**WHAT YOU HAVE TO DO**
Tally the lines of the entries in which the string "resources" occurs, and say only how many.
══════
PR #1593, opened 2022-05-30
Output the IDs of infra-public resources

sihugh:
These IDs will be referenced from a separate project which will configure the web acls for the public load balancers. The resources we're outputting are:

- IDs of public load balancers
- the ID of the existing kinesis data firehose

The load balancer IDs will be used in the new project to attach the new web ACLs to the public load balancers.

The kinesis data firehose is used to [send the logs generated by the new WAFs to S3.](https://aws.amazon.com/premiumsupport/knowledge-center/waf-configure-comprehensive-logging/).
This happens at present with the default web ACL, but the plan is to move that configuration out of the extremely large infra-public-services project into something a bit more easily manageable. 

We'll reuse this kinesis data firehose instance for the moment, until we need to do something different.

### DIFF
--- a/terraform/projects/infra-public-services/README.md
+++ b/terraform/projects/infra-public-services/README.md
@@ -325,4 +325,21 @@ This project adds global resources for app components:
 
 ## Outputs
 
-No outputs.
+| Name | Description |
+|------|-------------|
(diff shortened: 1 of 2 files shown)


leenagupte (approved):
I have approved this because the hashes look ok.

PR #1594, opened 2022-05-31
Add boilerplate for new WAFs project

sihugh:
This boilerplate was inspired by the set up for [govuk-rds](https://github.com/alphagov/govuk-aws/tree/main/terraform/projects/app-govuk-rds) which seems to be one of the few projects to uses a Terraform version > 1. I've chosen to match that version rather than choose newest and shiniest so that we have a little consistency.

There's nothing novel here yet, it's just setting up for what comes next.

This project will allow us to remove some config from the infra-public-services project (which is quite large), but should also allow more rapid deployment of WAF changes should they be necessary.


rtrinque (approved):
Looks good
══════
**RESULT BELOW**
3